From the above, the antibacterial regenerated silk produced in the examples of the present invention has antibacterial and deodorant properties against Staphylococcus aureus and Escherichia coli.
Therefore, by combining the antibacterial regenerated silk produced in the examples of the present invention with a thermosetting or thermoplastic resin, a resin molded product having antibacterial and deodorizing properties against various bacteria is obtained. The obtained resin molded product can be applied to hygiene products and the like.
In addition, the antibacterial regenerated silk produced in the examples of the present invention has antibacterial properties even when antibacterial metal ions such as silver ions and inorganic fine particles are not added. The present invention does not exclude the addition of antibacterial metal ions such as silver ions or inorganic fine particles.
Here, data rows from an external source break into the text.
PR #3973, opened 2015-12-07
[CLEANUP] use debug helpers from ember-data/debug

pangratz:
By this, the calls to `assert`, `warn` etcetera are corectly stripped
when a new production build is created.

cc @fivetanley

### DIFF
--- a/addon/index.js
+++ b/addon/index.js
@@ -1,4 +1,5 @@
 import Ember from "ember";
+import { warn } from "ember-data/debug";
 /**
   Ember Data
   @module ember-data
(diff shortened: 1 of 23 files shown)


fivetanley:
LGTM, although I don't think this actually removes them quite yet because we don't have any broccoli modules for that I think.

fivetanley:
Appveyor is failing due to some syntax errors.

pangratz:
> although I don't think this actually removes them quite yet because we don't have any broccoli modules for that I think.

Hmm, I am not sure. Doing a `ember build --environment=production` and searching for `assert` shows that `dist/globals/ember-data.js` contains the calls, whereas `dist/globals/ember-data.prod.js` doesn't...

fivetanley:
I barely remember doing this, but here we are :p https://github.com/emberjs/data/blob/master/lib/javascripts.js#L60

pangratz:
Hooray :tada:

In the present invention, fibroin is dissolved and used, so that various forms of antibacterial regenerated silk such as film and sponge can be obtained as well as yarn.
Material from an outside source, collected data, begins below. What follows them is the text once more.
PR #3976, opened 2015-12-08
Allow `include` query parameter with store.findRecord & store.findAll

HeroicEric:
Related RFC: https://github.com/emberjs/rfcs/pull/99

### Description

These changes allow an `include` parameter to be specified when using
`store.findRecord` and `store.findAll`:

```javascript
store.findRecord('post', 123, { include: 'comments' });
store.findAll('post', { include: 'comments' });
```

The value for `include` is copied onto the `DS.Snapshot` or
`DS.SnapshotRecordArray` that is passed to the corresponding adapter
function. This value is then pulled from the snapshot and used as a
query parameter (`include`) when making an AJAX request via
`adapter.ajax`.

### Questions

1. ~~Is it OK that the `include` option is copied into `adapterOptions` or should it be copied into `adapterOptions.query`. I originally copied it into `adapterOptions.query` but the code was a little uglier so I went with just copying it into `adapterOptions`, but I'm still not sure.~~
1. If the value for `include` is an array, should we automatically join the values into a comma separated list? The [JSON API spec for "Inclusion of Related Resources"](http://jsonapi.org/format/#fetching-includes) requires that the value be a comma separated list but I didn't think that was necessarily what everyone would want. We could just do that in the JSON API adapter but I figured I'd ask for some feedback before proceeding with that.

### Work to be done in additional PRs

It was also [mentioned in the RFC](https://github.com/emberjs/rfcs/pull/99#issuecomment-153833942) that we could provide some additional functionality:

```javascript
post.save({ include: 'comments' });
post.destroyRecord({ include: 'comments' });
```

I'm not totally clear on what the behavior would be there yet so those were left unimplemented for now.

### DIFF
--- a/addon/-private/system/record-arrays/record-array.js
+++ b/addon/-private/system/record-arrays/record-array.js
@@ -202,8 +202,7 @@ export default Ember.ArrayProxy.extend(Ember.Evented, {
   },
 
   createSnapshot(options) {
-    var adapterOptions = options && options.adapterOptions;
-    var meta = this.get('meta');
-    return new SnapshotRecordArray(this, meta, adapterOptions);
+    const meta = this.get('meta');
+    return new SnapshotRecordArray(this, meta, options);
   }
 });
--- a/tests/integration/adapter/rest-adapter-test.js
+++ b/tests/integration/adapter/rest-adapter-test.js
@@ -4,6 +4,7 @@ import Ember from 'ember';
 import {module, test} from 'qunit';
 
 import DS from 'ember-data';
+import isEnabled from 'ember-data/-private/features';
 
 var env, store, adapter, Post, Comment, SuperUser;
 var passedUrl, passedVerb, passedHash;
@@ -56,7 +57,7 @@ test("findRecord - basic payload", function(assert) {
   run(store, 'findRecord', 'post', 1).then(assert.wait(function(post) {
     assert.equal(passedUrl, "/posts/1");
     assert.equal(passedVerb, "GET");
-    assert.equal(passedHash, undefined);
+    assert.deepEqual(passedHash.data, {});
 
     assert.equal(post.get('id'), "1");
     assert.equal(post.get('name'), "Rails is omakase");
@@ -83,7 +84,7 @@ test("find - basic payload (with legacy singular name)", function(assert) {
   run(store, 'findRecord', 'post', 1).then(assert.wait(function(post) {
     assert.equal(passedUrl, "/posts/1");
     assert.equal(passedVerb, "GET");
-    assert.equal(passedHash, undefined);
+    assert.deepEqual(passedHash.data, {});
 
     assert.equal(post.get('id'), "1");
     assert.equal(post.get('name'), "Rails is omakase");
@@ -101,7 +102,7 @@ test("findRecord - payload with sideloaded records of the same type", function(a
   run(store, 'findRecord', 'post', 1).then(assert.wait(function(post) {
     assert.equal(passedUrl, "/posts/1");
     assert.equal(passedVerb, "GET");
-    assert.equal(passedHash, undefined);
+    assert.deepEqual(passedHash.data, {});
 
     assert.equal(post.get('id'), "1");
     assert.equal(post.get('name'), "Rails is omakase");
@@ -121,7 +122,7 @@ test("findRecord - payload with sideloaded records of a different type", functio
   run(store, 'findRecord', 'post', 1).then(assert.wait(function(post) {
     assert.equal(passedUrl, "/posts/1");
     assert.equal(passedVerb, "GET");
-    assert.equal(passedHash, undefined);
+    assert.deepEqual(passedHash.data, {});
 
     assert.equal(post.get('id'), "1");
     assert.equal(post.get('name'), "Rails is omakase");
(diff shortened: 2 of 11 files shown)


bmac:
> 1. Is it OK that the include option is copied into adapterOptions or should it be copied into adapterOptions.query. I originally copied it into adapterOptions.query but the code was a little uglier so I went with just copying it into adapterOptions, but I'm still not sure.

I think copying into `adapterOptions` is the best thing to do here. 

> 2. If the value for include is an array, should we automatically join the values into a comma separated list? The JSON API spec for "Inclusion of Related Resources" requires that the value be a comma separated list but I didn't think that was necessarily what everyone would want. We could just do that in the JSON API adapter but I figured I'd ask for some feedback before proceeding with that.

I was originally against this because I think it would be more consistent if the API only accepted 1 type. However, @igorT convinced me that allowing the value to be an array could allow Ember Data to be smarter and warn if an included relationship was not defined on the model.

wecc:
I agree with @bmac

addon/adapters/rest-adapter.js
```diff
@@ -389,13 +403,19 @@ export default Adapter.extend(BuildURLMixin, {
     @return {Promise} promise
   */
   findAll(store, type, sinceToken, snapshotRecordArray) {
-    var query, url;
+    const url = this.buildURL(type.modelName, null, null, 'findAll');
+    const adapterOptions = snapshotRecordArray.adapterOptions || {};
+    const { include } = adapterOptions;
+
+    let query;
```
bmac: Do you mind refactoring some of the duplicated code in `findRecord` and `findAll` into a helper method?

addon/system/store.js
```diff
@@ -499,12 +500,16 @@ Store = Service.extend({
...
     assert('Passing classes to store methods has been removed. Please pass a dasherized string instead of '+ Ember.inspect(modelName), typeof modelName === 'string');
     assert(badIdFormatAssertion, (typeof id === 'string' && id.length > 0) || (typeof id === 'number' && !isNaN(id)));
 
-    var internalModel = this._internalModelForId(modelName, id);
-    options = options || {};
+    const internalModel = this._internalModelForId(modelName, id);
+    const { include } = options;
+
+    if (include) {
+      options.adapterOptions = merge(options.adapterOptions || {}, { include });
```
bmac: @igorT points out that we may not want to use `adapterOptions` since that is a namespace for the users to put whatever they'd like. Instead we could put possibly put `include` on the snapshot. **This is still to be decided...**

addon/adapters/rest-adapter.js
HeroicEric: Sure

tests/unit/adapters/rest-adapter/ajax-test.js
```diff
@@ -35,8 +35,8 @@ test("When an id is searched, the correct url should be generated", function(ass
     return Ember.RSVP.resolve();
   };
   run(function() {
-    adapter.findRecord(store, Person, 1);
-    adapter.findRecord(store, Place, 1);
+    adapter.findRecord(store, Person, 1, {});
+    adapter.findRecord(store, Place, 1, {});
```
bmac: Is the 3rd argument needed here?

bmac: Nevermind, I see now that this is the adapter method.

addon/system/store.js
bmac: We talked about this in today's meeting and agreed to move `include` to snapshot instead of the `adapterOptions`. That way `adapterOptions` is reserved for users to do anything they'd like in it without Ember Data polluting it with its own options.

HeroicEric: cool :) I should be able to work on this later tonight

bmac:
@HeroicEric Do you mind wrapping all your changes in [feature flags](https://github.com/emberjs/data/pull/3979#issue-121089686)?

HeroicEric:
@bmac I tried wrapping the changes in a feature flag but I'm not sure I did all the steps correctly. The feature flagged tests don't seem to run with or without the `--environment=test-optional-features` flag or with the "Enable Opt Features" boxed checked.

tests/integration/adapter/rest-adapter-test.js
```diff
@@ -56,7 +57,7 @@ test("find - basic payload", function(assert) {
   run(store, 'find', 'post', 1).then(assert.wait(function(post) {
     assert.equal(passedUrl, "/posts/1");
     assert.equal(passedVerb, "GET");
-    assert.equal(passedHash, undefined);
+    assert.deepEqual(passedHash.data, {});
```
HeroicEric: Would it be preferred to continue returning `undefined` rather than `{}` in these cases? `adapter.ajax` seems to act the same with `{ data: {} }` and `{}`.

addon/-private/system/record-arrays/record-array.js
```diff
@@ -201,9 +202,16 @@ export default Ember.ArrayProxy.extend(Ember.Evented, {
...
 
-  createSnapshot(options) {
-    var adapterOptions = options && options.adapterOptions;
-    var meta = this.get('meta');
-    return new SnapshotRecordArray(this, meta, adapterOptions);
+  createSnapshot(options = {}) {
+    const adapterOptions = options.adapterOptions;
+    const meta = this.get('meta');
+
+    const snapshot = new SnapshotRecordArray(this, meta, adapterOptions);
```
HeroicEric: it might be nice if the two snapshot constructors had the same support for providing `adapterOptions` and possibly other options. It seems a little weird that we set properties on it directly after we initialize it rather than using the constructor. Thoughts?

bmac: Go ahead a change it to improve the consistency. The Snapshot constructors are private.

tests/integration/adapter/rest-adapter-test.js
bmac: returning `{}` seems ok to me.

HeroicEric:
Rebased, updated the description, added the feature flag to `FEATURES.md`. Anything else I can do here? Other than start writing some docs :smile:

bmac:
:tada:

In the present invention, since fibroin is dissolved and used, waste cocoons that cannot be used as silk thread can be effectively used as a raw material.
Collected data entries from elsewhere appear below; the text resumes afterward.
Issue #3922, opened 2015-11-12
Restore feature flags / code stripping in both addon/globals build


fivetanley:

HeroicEric:
Was this solved via https://github.com/emberjs/data/pull/3979?

pangratz:
Not yet as it seems that the canary builds have all the features stripped. I am investigating...

pangratz:
Hmm, looks like I had a browser caching issue. I think this is good to be closed!

PR #3979, opened 2015-12-08
Re-enable feature flags

pangratz:
This re-enables testing feature flags and stripping disabled feature flags from production build (using [ember-cli/babel-plugin-feature-flags](https://github.com/ember-cli/babel-plugin-feature-flags)).

Feature flags are now possible within ember-data by using the following setup:

```js
import isEnabled from 'ember-data/features';

if (isEnabled("ds-my-feature")) {
  // ...
}
```

The features need to be defined within `config/features.json`. Disabled feature flags are also stripped from production builds.

---

Running the tests with all optional feature flags enabled is possible via `ember test --environment=test-optional-features`. When the tests are run via `ember serve`, the optional feature flags can be enabled via a checkbox.

---

This addresses #3922.

### DIFF
--- a/lib/enable-optional-features-via-url/index.js
+++ b/lib/enable-optional-features-via-url/index.js
@@ -1,0 +1,27 @@
+/*jshint node:true*/
+module.exports = {
+  name: 'enable-optional-features-via-url',
+
+  /**
+    So the ENABLE_OPTIONAL_FEATURES flag is considered correctly within the
+    index.html, it needs to be set before Ember.js is loaded. Since there is
+    currently no way to access the `window` object within config/environment.js
+    (and hereby check if there is a query parameter present for the checkbox),
+    a script is injected, before Ember.js is loaded. The script checks if there
+    is no value yet for the ENABLE_OPTIONAL_FEATURES flag, and if so, it sets
+    the flag to true when there is a `enableoptionalfeatures` query parameter.
+   */
+  contentFor: function(name) {
+    if (name === "vendor-prefix") {
+      var array = [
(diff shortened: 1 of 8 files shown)


rwjblue:
Nice work here @pangratz!

lib/enable-optional-features-via-url/index.js
```diff
@@ -0,0 +1,27 @@
...
+        "<!-- injected by lib/enable-optional-features-via-url -->",
+        "window.EmberENV = window.EmberENV || {};",
+        "if (typeof window.EmberENV.ENABLE_OPTIONAL_FEATURES === 'undefined') {",
+        "  window.EmberENV.ENABLE_OPTIONAL_FEATURES = window.location.search.indexOf('enableoptionalfeatures') !== -1;",
+        "}"
+      ];
+
+      return array.join('\n');
+    }
+  }
```
pangratz: @rwjblue do you, as an ember-cli resident, have a nicer solution than this? Basically `EmberENV` needs to be modified after `QUnit` is loaded (so we have access to `QUnit.urlconfig` and before `ember` is loaded (so the updated, latest version of `EmberENV` is considered).

bmac:
:+1: You are my hero @pangratz \o/

lib/enable-optional-features-via-url/index.js
fivetanley: If this is javascript we should probably use JS comments instead of HTML

pangratz: :+1: absolutely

In addition, this invention is not limited to the said Example, In the range which does not deviate from the meaning of invention, it can change suitably and can be actualized.
For example, in the forming process of the filamentous recycled silk, the fiber strength of the filamentous recycled silk is improved by stretching the filamentous recycled silk by 2 to 3 times in the air and stretching.

Claims (7)

Water dissolution treatment for dissolving fibroin obtained from silk in an aqueous solution containing lithium salt to obtain an aqueous fibroin solution;
A desalting treatment for removing the lithium salt from the fibroin aqueous solution;
Drying treatment for drying the fibroin aqueous solution after the desalting treatment to obtain dry fibroin;
An organic dissolution treatment in which the dried fibroin is dissolved in a fluorine-based organic solvent to obtain a fibroin organic solution;
An antibacterial regenerated silk comprising: an antibacterial regenerated silk obtained by placing the fibroin organic solution in alcohol or evaporating the organic solvent from the fibroin organic solution to obtain a regenerated antibacterial silk by forming fibroin into a predetermined shape. Production method.   The method for producing antibacterial recycled silk according to claim 1, wherein the organic solvent is hexafluoroisopropanol.   The method for producing antibacterial regenerated silk according to claim 1 or 2, wherein the lithium salt is lithium thiocyanate.   The said drying process is a process by freeze-drying, The manufacturing method of the antibacterial reproduction | regeneration silk as described in any one of Claims 1-3.   The method for producing an antibacterial regenerated silk according to any one of claims 1 to 4, wherein the desalting treatment is a treatment by dialysis.   The said predetermined shape is a thread form or a film form, The manufacturing method of the antibacterial reproduction | regeneration silk as described in any one of Claims 1-5.   7. The silk according to claim 1, wherein the silk is obtained by a de-sericin treatment in which cocoons are added to treated water containing urea, mercaptoethanol, and tris (hydroxymethyl) aminomethane to dissolve and remove sericin. A method for producing an antibacterial recycled silk according to claim 1.